▶ _YOUR GOAL_
Repeat the entries exactly. Leave nothing out.

+++++

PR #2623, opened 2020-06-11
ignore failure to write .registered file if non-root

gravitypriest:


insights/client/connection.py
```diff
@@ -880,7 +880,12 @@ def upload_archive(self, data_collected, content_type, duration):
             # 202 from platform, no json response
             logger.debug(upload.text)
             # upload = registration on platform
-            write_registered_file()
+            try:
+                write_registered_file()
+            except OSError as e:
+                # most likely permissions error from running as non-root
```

+++++

▶ _REPLY TO THE EXERCISE_
PR #2623, opened 2020-06-11
ignore failure to write .registered file if non-root

gravitypriest:


insights/client/connection.py
```diff
@@ -880,7 +880,12 @@ def upload_archive(self, data_collected, content_type, duration):
             # 202 from platform, no json response
             logger.debug(upload.text)
             # upload = registration on platform
-            write_registered_file()
+            try:
+                write_registered_file()
+            except OSError as e:
+                # most likely permissions error from running as non-root
```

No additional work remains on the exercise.